--- Information given Enclosed Below ---

PR #2876, opened 2019-12-09
NEW: CPSplitView modern Cocoa behavior implementation

didierkorthoudt:
With the PR, split views implement modern Cocoa behavior as of OSX 10.13 (High Sierra).

Please refer to the Cocoa documentation at : https://developer.apple.com/documentation/appkit/nssplitview?language=objc

Please note that we don't (yet) support NSSplitViewController, so neither NSSplitViewItem. We also don't support holding priority.

In this new implementation, we also get rid of direct DOM elements manipulations to render dividers.

Compatibility with Aristo2 should be assumed by this PR.


cacaodev:
This looks very cool but also very hard to review.
Ideally could you split the PR into commits on a per-feature basis. One for arrangedSubviews support, one related to layout, one for the Aristo 3 support, one for the tracking areas modifications. It would really ease te process. tx.

didierkorthoudt:
@cacaodev Well, after reviewing the code, it seems difficult… New layout management and arrangedSubviews introduction are really tied… What could maybe done is to split modern behavior & Aristo3 support. But, for the latest, comments in the code are directly self explaining (I think).

AppKit/CPSplitView.j
```diff
@@ -1453,45 +1787,63 @@ var CPSplitViewDelegateKey          = "CPSplitViewDelegateKey",
...
+
+        _isCSSBased = [[self theme] isCSSBased];
+
+        // Final operations will be performed in _finalizeInitWithCoder
     }
 
     return self;
 }
 
+- (void)_finalizeInitWithCoder
```
mrcarlberg: Can't we just rename this method to `- (id)_cibInstantiate` and add a `return self;` at the end of it? With that we could remove the `performSelector:` on the runloop above? It will be called upon after all the views and objects in the cib are initialized.

didierkorthoudt: New commit implementing your suggestion. Works in my testing.

mrcarlberg:
Merged! Thanks!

--- End of Enclosed Information given ---

About this task: Each record above is to be printed again exactly as written.

Task output:
PR #2876, opened 2019-12-09
NEW: CPSplitView modern Cocoa behavior implementation

didierkorthoudt:
With the PR, split views implement modern Cocoa behavior as of OSX 10.13 (High Sierra).

Please refer to the Cocoa documentation at : https://developer.apple.com/documentation/appkit/nssplitview?language=objc

Please note that we don't (yet) support NSSplitViewController, so neither NSSplitViewItem. We also don't support holding priority.

In this new implementation, we also get rid of direct DOM elements manipulations to render dividers.

Compatibility with Aristo2 should be assumed by this PR.


cacaodev:
This looks very cool but also very hard to review.
Ideally could you split the PR into commits on a per-feature basis. One for arrangedSubviews support, one related to layout, one for the Aristo 3 support, one for the tracking areas modifications. It would really ease te process. tx.

didierkorthoudt:
@cacaodev Well, after reviewing the code, it seems difficult… New layout management and arrangedSubviews introduction are really tied… What could maybe done is to split modern behavior & Aristo3 support. But, for the latest, comments in the code are directly self explaining (I think).

AppKit/CPSplitView.j
```diff
@@ -1453,45 +1787,63 @@ var CPSplitViewDelegateKey          = "CPSplitViewDelegateKey",
...
+
+        _isCSSBased = [[self theme] isCSSBased];
+
+        // Final operations will be performed in _finalizeInitWithCoder
     }
 
     return self;
 }
 
+- (void)_finalizeInitWithCoder
```
mrcarlberg: Can't we just rename this method to `- (id)_cibInstantiate` and add a `return self;` at the end of it? With that we could remove the `performSelector:` on the runloop above? It will be called upon after all the views and objects in the cib are initialized.

didierkorthoudt: New commit implementing your suggestion. Works in my testing.

mrcarlberg:
Merged! Thanks!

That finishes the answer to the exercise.